第3話もんだいははれ、ところにより……実況は原でしょう。

 もうそろそろ皆様もお気づきでしょう。このまま山田に任せていたのでは、話が一向に進まないという事が。


 その通りです。その通り魔です。山田です。


「いや、明らかに進まないのは原先輩のせいですよ。容疑は原先輩にこそありますよね? それと、一体誰に話してんですか?」


 しれっと責任転換する山田容疑者。ついでに、ぼけ殺しまで発揮するという残酷な仕打ちを先輩にしてきます。でも、それでも負けないのが原先輩のいいところ。


 よろしいです。解説します。山田を部室の前で立たせていた分は、解説でお詫びしましょう。


「それ、俺に対して何もお詫びしてませんからね?」


 はい、はい。山田は放置魔です。


「いや、絡むだけ絡んで、それは無いんじゃないですか?」


 そもそも、千歳ちゃんは食堂にいたのです。美少女である千歳ちゃんは、大学の部室の鍵を持っていません。当然、いい子です。山田のように、こっそりとスペアキーを入手するという、姑息な事もしていません。


「俺は入部の時にもらいましたよ!」


 山田は放し飼いしているので、放置です。


「いや、飼ってないでしょ? あっ、こないだの飲み会代。俺、まだ先輩から返してもらってないですよ?」


 そんな昔の事は今は関係ありません。今は、千歳ちゃんの事です。

 まあ、そこで、上村君が見つけたんですよ。


「まあ、そうだね」

 そして、そのまま部屋に連れてきたわけです。山田が同じことをやれば、間違いなく通報されている所でした。よかったですね、上村君。部員から逮捕者がでなくて。


「まあ、それは日ごろの行いってやつかもね」

「日ごろの俺って、一体何やらかしてるんですかね?」


 さあ? 懺悔は教会でしてきましょう。


「何もないですよ! 俺には!」


 あきらめたら、そこで試合終了ですよ、無能力者山田。


「俺に、何を抗えと? 意味もなく、安西先生ととある世界を出すのやめてくれません?」


 まあ、安西先生はともかく、山田は試合に出ていませんので、そもそもこの話はありませんでした。

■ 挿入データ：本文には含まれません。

PR #597, opened 2016-11-30
Use unique template for interstitial pages

### LINKED ISSUE #587: On Interstitial Page the button must read as Continue rather than Save and Continue
### Expected behaviour
Interstitial Page must display the button as [Continue] according to the prototypes
### Actual behaviour
The button on the Interstitial Page reads as [Save and Continue] when we are actually not saving anything on that page
use test_Interstitial Page.json
complete the survey and get to Interstitial Page
#### Browser
All Browsers
#### Operating System
Mac
### Screenshot
screen shot 2016-11-25 at 15 12 07

iwootten:

Replace the interstitial template content with its own content, unique to the interstitial page. Fixes #587.

### How to review 

Use test_interstitial_page.json. Complete the survey and get to Interstitial page - observe the button text is different to that where content is entered.


ajmaddaford (approved):

tests/functional/spec/interstitial.spec.js
```diff
@@ -17,6 +17,7 @@ describe('Interstitial Pages', function () {
 
         // When
         expect(InterstitialPage.getMainHeading()).to.contain('Breakfast Interstitial Page')
```
benjefferies: These two assertions look like they should be in the then section?

benjefferies (changes requested):
@hamishtaplin should also run his eyes over this

tests/functional/spec/interstitial.spec.js
jonnyshaw89: i disagree given the test it that you can "continue" from that page.

benjefferies: From http://martinfowler.com/bliki/GivenWhenThen.html

- The given part describes the state of the world before you begin the behavior you're specifying in this scenario. You can think of it as the pre-conditions to the test.
- The when section is that behavior that you're specifying.
- Finally the then section describes the changes you expect due to the specified behavior.

Maybe the BDD scenario is what is making this confusing, maybe it should be...

Given I am on the interstitial page
When I continue
Then I should go to the next question

Then it would be split out like...

```
//Given
startQuestionnaire(interstitial_schema)
InterstitialSurveyPage.setBreakfastFood('Cereal').submit()

// When
InterstitialPage.submit()

// Then
expect(NextPage.isOpen()).to.be.true
```

jonnyshaw89: Yeh i guess if you change the statement then that works.

app/templates/interstitial.html
```diff
@@ -1 +1,45 @@
-{% include 'questionnaire.html' %}
+{% extends theme('layouts/_survey.html') %}
```
hamishtaplin: I think this would be better solved by using template inheritance and setting a variable for the content of the button text. This way we can avoid duplicating elements of the template across files.

tests/functional/spec/interstitial.spec.js
iwootten: Modifying it in that way removes any expectation on button content and relevance to this PR. You want it reverted?

benjefferies: We could have another one, given I am answering a questionnaire with an interstitial page, when I am on the interstitial page, then the button should say continue

hamishtaplin (changes requested):
I think this would be better solved by using template inheritance and setting a variable for the content of the button text. This way we can avoid duplicating elements of the template across files.

benjefferies (approved):

hamishtaplin (approved):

試合にすら出てない人間に、酷な話はやめましょう。


 ですので、話を戻します。


 そして、そこに美羽ちゃんが来たのです。最初から元気のなかった千歳ちゃんに、美羽ちゃんが話を聞いた所、スイカを無くしたということでした。


「え!? スイカを無くしたの? 千歳ちゃん」

「うん」

「どこか思い当るところ無いの? 一緒に探しに行く?」


 これ幸いに、美少女と二人っきりになろうとする山田。その笑顔の仮面に隠された醜悪な笑顔の仮面をはがして、一体何を見せつけるのか! この変質者、山田!


「俺、仮面付けすぎでしょ? 見せつけるにしても、そもそも素顔ですよ、これ」


 それはさておき、話を戻します。


「戻すんですね? 俺、いきますよ? 多分、落し物として教務課に届けられてるでしょ?」

「そんなん、もうやったよ。電話で聞いてみたら、そんな落し物ないって言うとったわ」

「そうなんだ。でも、だったらなんで探しに行かないんだ?」

「それが、尾田さんと話が食い違う原因なんだよね」


 事情をよく飲み込みもせず、突っ走ろうとする山田。それを冷静に諭す美羽ちゃんと上村君。さっき、言い合いをしていたことを説明していたにもかかわらず、すっかり忘れていた山田は、きっと取扱説明書をよく見ずに、家電を買ったら使うタイプなのでしょう。


「それって、一般的にそうでしょ? 大体わかるし」


 そう。多くの山田がそうであるように、人類は家電の取り扱い説明書をよく読まない。よく読まないから、途中で壊れる。そして、便利な機能がついているにもかかわらず、それを使いこなす事すらできずにいる。これだから、山田って奴は! 喧嘩と電家を両方売ってるんかい!


「まあ、たぶん使いこなせるのは一部でしょうね。ていうか、全国の山田さんと家電販売店さんに謝ってください。けっこう失礼な事言ってますよね? あと、電家ではなく、家電ですよ」


 それは山田が自分でやってくれと言いたい。己が山田であるから悪い。家電はゴロが悪い。


「いや、何よりも俺に失礼ですからね! あと、何でも自分本位でまとめないでくださいよ。これでも、結構考えてるんですからね」


 まあ、そんな頭の悪い山田は放置します。では、お話は後半へつづく。